According to the whitepaper “Mission-Critical Performance and Scale with SQL Server and Windows Server” there’s a new cardinality estimator in SQL Server 2014. The whitepaper doesn’t say a lot about how it works, but does mention “trace information will be provided”.
That’s XEvent trace of course, and the trace event is “query_optimizer_estimate_cardinality”. I decided to see what kind of information there is. Created an event session with that single event, and added an action of sql_text and named it, unsurprisingly, “Cardinality”.
Before starting it up, you need to make sure you’re using the new cardinality estimator on your queries; you can check this by looking in the query plan at the value of property “CardinalityEstimationModel110″. You should confirm that the value is “ON”. (Note: this a strange to me because, if the new estimator was introduced in SQL Server 2014, shouldn’t it be CardinalityEstimationModel120?) Databases that are restored from earlier versions’ backups don’t seem to have that property on, databases created and populated “from scratch” on SQL Server 2014 will. There’s also a trace flag 2312 to enable the new estimation model. You also need to be creating a plan, so make sure you don’t already have the plan in cache. Not getting the new model with restored databases from previous versions lets you compared the cardinality estimates and query plans between 2014 CTP1 and previous SQL Server versions.
Note: This post is already way too long to answer the question “What does a cardinality estimator in a database do?” To get a feel for it type “Cardinality Estimation SQL Server” into your favorite search engine and I’ll meet you back here in a while…(hint…it estimates cardinality).
This event fires, naturally, multiple times during the creation of a query plan. I started off with a “simple” 5-table join with a GROUP BY clause and received 54 of these events. Each event contains three major pieces of diagnostic information:
–InputRelation – Logical operator and part of a parse tree. Some ops contain cardinality numbers.
–Calculator – Information about the cardinality calculators used.
–StatsCollection – Stats read for this estimation step and estimates.
After switching back and forth between the chunks of XML using SSMS, I decided to factor the most useful pieces of information into columns, for easier reading. However the XML can be arbitrarily complex, so I left the original XML columns intact as well. Some calculators provide different estimate information, so these should be factored out into a case-based columns. After reading these sets of rows for a while, things become as intuitive as when you first started reading and understanding query plans.

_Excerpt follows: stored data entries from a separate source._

PR #2091, opened 2018-08-31
Allow check/uncheck/choose/attach_file/fill_in to work on element called on when no locator specified

twalpole:
Experiment to allow calling `check`/`uncheck`/`choose` to operate on the element they're called on when no locator is specified.


ibrahima:
Thanks for considering this change! I didn't really consider the scoping issue when I requested that, but I think I just assumed that like you said, it would scope it to the current element when you don't pass in a locator.

Does this change the behavior if you were to call `page.check()` without any locator? Or does that already check the first checkbox that it finds?

twalpole:
`page.check()` should behave the same -- check a checkbox on the page as long as there's only one visible checkbox on the page.  If there were multiple checkboxes it would raise an ambiguity error.

ibrahima:
Ah I see, that makes sense.

PR #2094, opened 2018-09-06
Fix compatibility issue with puma version < 3.8.0

hieuk09:
`Rack::Handler::Puma.config` is only added in [puma version 3.8.0](https://github.com/puma/puma/releases/tag/v3.8.0). Therefore, the tests will crash if I use puma version less than 3.8.0.

This PR adds a check to see if `.config` is defined. If it isn't, `Rack::Handler::Puma` will use `.run` instead. I'm not sure how to add tests for check different Puma versions, any advices would be very appreciated.

### DIFF
--- a/lib/capybara.rb
+++ b/lib/capybara.rb
@@ -453,7 +453,12 @@ Capybara.register_server :puma do |app, port, host, **options|
   # Therefore construct and run the Server instance ourselves.
   # Rack::Handler::Puma.run(app, { Host: host, Port: port, Threads: "0:4", workers: 0, daemon: false }.merge(options))
 
-  conf = Rack::Handler::Puma.config(app, { Host: host, Port: port, Threads: '0:4', workers: 0, daemon: false }.merge(options))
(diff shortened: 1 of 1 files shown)


twalpole:
Thanks for the PR but the problem with calling `Rack::Handler::Puma.run` is that it installs exit signal handlers and prevents test frameworks from quitting running tests when Ctrl-C is pressed. Puma 3.8.0 is over a year old, so I would suggest you upgrade the version you're running to something modern.  If you do need to stick with an older version for some reason then just register your own server block with `Capybara.register_server` and then set `Capybara.server` to use that registered server.

hieuk09:
@twalpole: thank you for your response. 

Because this costs me a few hours looking into the issue, should `Capybara` raise an error ("Capybara supports only puma version newer than 3.8.0") or document this behavior somewhere?

twalpole:
Capybara doesn’t actually depend on Puma since the user can register any server they want. However I would accept a PR that raises an error if the built-in puma server registration is started with < 3.8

For example, my 5-table join used the Northwind view “Order Subtotals”. This view looks like:
SELECT “Order Details”.OrderID, Sum(CONVERT(money,(“Order Details”.UnitPrice*Quantity*(1-Discount)/100))*100) AS Subtotal
FROM “Order Details”
GROUP BY “Order Details”.OrderID
My first row for this query was for the global aggregate logical operator (LogOp_GbAgg). I sifted out the following pieces of information:
–Table1: Order Details
–StatsInfoObject1: Order Details
Which means that we expect to read 2155 rows from “Order Details” and group it by OrderID into 830 groups. This is what’s estimated for the query plan and works out to be exactly the same as the acual number of rows. Comparing it to the “old” (pre-2014) estimate, its exactly the same. For this one. Other estimates that I’ve looked at are usually closer in the “new” estimate than the “old” estimate and, in many cases result in different query plans. As in every query optimizer change, there are also some regressions. I’ve only looked at less than 20 queries so far.
I’m providing the query I used to take apart the XEvent trace along with this article. You’re welcome to add more columns, and if you come up with more interesting ways to present the information, please let me know. BTW, the SQL query heavily uses SQL Server XQuery, so it’s going to be slow for large trace files unless you materialize intermediate results as tables and add XML indexes.
I also “consulted the binary” for lists of enumerated values of Operator, CalculatorType, CalculatorName, and StatsCollectionName, but they are too many to list here; they’re included in the zip file. It’s interesting to see what kind of query clauses result in a special calculator (e.g. CSelCalcTrieBased or CSelCalcExpressionComparedToExpression) or special statistics collection names (my favorite amusing ones are CStCollFudge and CStCollBlackBox).
Hope this adds to your estimation investigation enjoyment.